Why Don't People Express Gratitude More Often?

“Researchers have known for 15 years that gratitude improves well-being. There’s lots of work done on this already,” says Amit Kumar, assistant professor of marketing at the McCombs School of Business and lead author of a new paper that examines the consequences of showing appreciation. “What was interesting to me is that even though it’s something that’s well-known, people still don’t express gratitude all that often.”

To find out why, Kumar and his co-author Nicholas Epley, from the University of Chicago, conducted a series of studies recently published in Psychological Science looking at what happens when people send letters of gratitude.

Their findings offer insight into why people tend to withhold their gratitude, shattering some myths, and validating a simple message: Your appreciation means far more to people than you think.
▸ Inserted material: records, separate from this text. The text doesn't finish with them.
PR #2006, opened 2026-09-20
[flash_attention] Cut latency-bound elementwise passes in attn_npu2.cc

vule20:
## Summary

Three per-tile elementwise passes in [attn_npu2.cc](programming_examples/flash_attention/kernel_fusion_based/attn_npu2.cc) (`mul_r_gp`, `max_g_bf16`, `exp_g_minus_u`) were
latency-bound: each ran as one serialized load -> op -> store chain per 32-lane vector
(17-27 cycles per vector, mostly nops), with the per-row broadcast vector built from four scalar
loads, broadcasts and inserts per group. This rewrites them so independent vectors overlap.
Output is **bit-identical** to the current kernel.

## Change

- `mul_r_gp`: the row vector comes from three `interleave_zip` stages on one vector load; the 8 column
  blocks of a group are loaded, multiplied and stored as separate fully unrolled batches.
- `max_g_bf16`: unrolled max tree over the column blocks, one 8x8 `aie::transpose`, three vector max
  stages, one v8 store (replaces a dependent max chain, 4 scalar `reduce_max` and 4 scalar stores).
- `exp_g_minus_u`: the 16 row vectors are built once per call into a 1 KB static table; each group's 8
  vectors run as independent unrolled chains. The group loop stays rolled: unrolling it too gives
  17168 B of text, over the 16384 B program memory.

Each new path is behind `#if lqp == 64 && dv == 64` (`mul_r_gp`) or `#if lqp == 64 && lkp == 64`
(the other two), with the original code kept as the `#else` branch, so other tile shapes are
unchanged. Every FlashAttention config in the tree compiles with per-tile `lqp=lkp=dk=dv=64`, so the
guards are satisfied by all of them: **every FA user runs the new code.**

Program memory: text 14304 -> 14352 B (+48 B), plus 1 KB `.bss` for the `exp_g` table.

## Performance (NPU2, Ryzen AI MAX+ 395)

FlashAttention as used by the SmolVLA vision encoder (seq 1024, 12 heads, head_dim 64, non-causal,
bfp16), one call, avg of 50 runs:

| | before | after |
|---|---:|---:|
| ELF | 2540 us | 2130 us (-16%) |
| xclbin | 1890 us | 1384 us (-27%) |

In SmolVLA (`make profile`, 3 alternating rounds x 15 reps) the `flash_attn` device time drops from
33.4 to 27.5 ms per image (-17.7%).

## Correctness

Run on NPU2 hardware, patched tree vs the unmodified tree:

- All nine NPU2 lit tests' `make run` commands print `PASS!`: seqfirst, elf, gqa, gptoss_20b, llama3_8b,
  qwen25_7b (head_dim 128), temporal_causal, causal (LK=LQ=16384), infinite_bd_loop. `mean_rel_L1`
  is identical to four digits (4.573e-02 seqfirst, 3.440e-02 temporal_causal).
- The `#else` (original) branches were exercised by forcing the guards off in a copy of the source and
  re-running six of the tests: all pass, text back to 14304 B.
- Output compared **bit for bit** against the unmodified kernel, same inputs: non-causal (12 heads),
  GQA (12 q / 6 kv), head_dim 128 (8 q / 2 kv), and causal (seq 1024 and 2048, head_dim 64 and 128):
  0 differing elements in every case.

## Not covered

- I ran the lit tests' `make` commands directly, not through `lit`.
- The LLM models that link this kernel (llama, qwen, ...) were not run end to end (no weights on the
  test machine); their FA configs are covered by the lit tests above.
- NPU1 is unaffected (`attn_npu1.cc` is a separate file) and was not run.


vule20:
For context, this takes the SmolVLA vision encoder's flash_attn from 33.4 to 27.5 ms per image on NPU2, with bit-identical output. could a maintainer approve the run?

erwei-xilinx:
Hi @vule20, thanks for working on this! I reproduced this on NPU2 — 1812 µs on `main` vs 1291 µs here, 12 heads / seq 1024 via `profile-xclbin`. The win holds up, and I think it should land.

One thing I'd push back on is the `#if`s. By your own argument in the description, every FA config in the tree satisfies the guards, which means the three `#else` bodies are unreachable in every build and every test we have. Forcing the guards off by hand and re-running is the right check, but it isn't repeatable by anyone else, so those branches will drift out of correctness without anyone noticing.

The alternative is to make the fast paths generic so there's nothing to fall back to. That turns out to be mostly a matter of writing the bounds as expressions — `gi < 16` is `lqp/4`, `v[8]` is `col_blocks`, and so on. `max_g_bf16` genuinely needs 8 column blocks for the transpose, but that can be had with a rolled v64 max instead of the hand-unrolled tree.

Worth knowing before you go that way: it exposes a stack problem. Once the fast `exp_g_minus_u` is reachable above `lkp=64`, the full unroll keeps `2*col_blocks` vectors live and spills — 2624 B at `lkp=96`, 3712 B at 128, against a 2048 B default stack with `fused_softmax` nested above. `unroll_count(8)` fixes it at no cost, since at `lkp=64` the trip count is 8 and the codegen comes out byte-identical to the full unroll.

I have this as four local commits on my dev machine on top of `ba684a2c` if you want them: <link>. No tile-shape `#if` left, +79/−119 against `main` instead of +150, all nine NPU2 configs passing with `mean_rel_L1` unchanged. Happy to hand it over, fold it in, or drop it if you'd rather keep this PR as-is.

vule20:
Thanks, agreed. Every FA config in the tree compiles with 64-wide tiles, so the #else branches are unreachable and would only drift. I'lldrop the guards and make the fast paths generic.

If you can share your local commits (a branch or patch is fine), I'll build on them rather than redo the work. Either way I'll re-verify on NPU2 hardware before pushing. I'll push the update to this branch and report the results here.

vule20:
Thanks for the catch on the stack usage. I just pushed to `2f4cc865`. 

What were changed?:

1.  the three fast paths are unconditional now, no `#if`/`#else` left. `max_g_bf16` uses a rolled `v64` max loop over `col_blocks` instead of the unrolled 8-way tree
2. `exp_g_minus_u` chunks the column loop by `exp_col_chunk(col_blocks)` (largest divisor of `col_blocks` up to 8) instead of a hard-coded 8, giving byte-identical codegen to the old guarded path at `lkp=64` and bounds the live-vector count (so the stack problem you flagged doesn't reappear if this ever runs above `lkp=64`)
3. `mul_r_gp` is the  same structure written against `lqp`/`dv`. Text 14352 -> 14336 B, `.bss` unchanged.

Re-verifieed on NPU2: all 9 lit tests passed. xclbin 1382.7 us, ELF 2093.2 us here vs 1384/2130 before

erwei-xilinx (approved):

The study had letter-writers estimate how much the recipient would be surprised by the thank-you note and how much they would appreciate it. Further, they asked how important it was that it used "just the right" words and how articulate they appeared. The letter-writers significantly underestimated how much their letters were appreciated, and how little importance the recipient placed on the wording compared to the sincerity of the message that was sent:

“What we saw is that it only takes a couple minutes to compose letters like these — thoughtful and sincere ones,” says Kumar. “It comes at little cost, but the benefits are larger than people expect.”

So pick up your pen, keyboard, or phone and write that thank-you note.

So, if you've been holding off on sending someone a thank-you note, do not despair. A short, genuine expression of thanks means a lot and can help you feel better, too!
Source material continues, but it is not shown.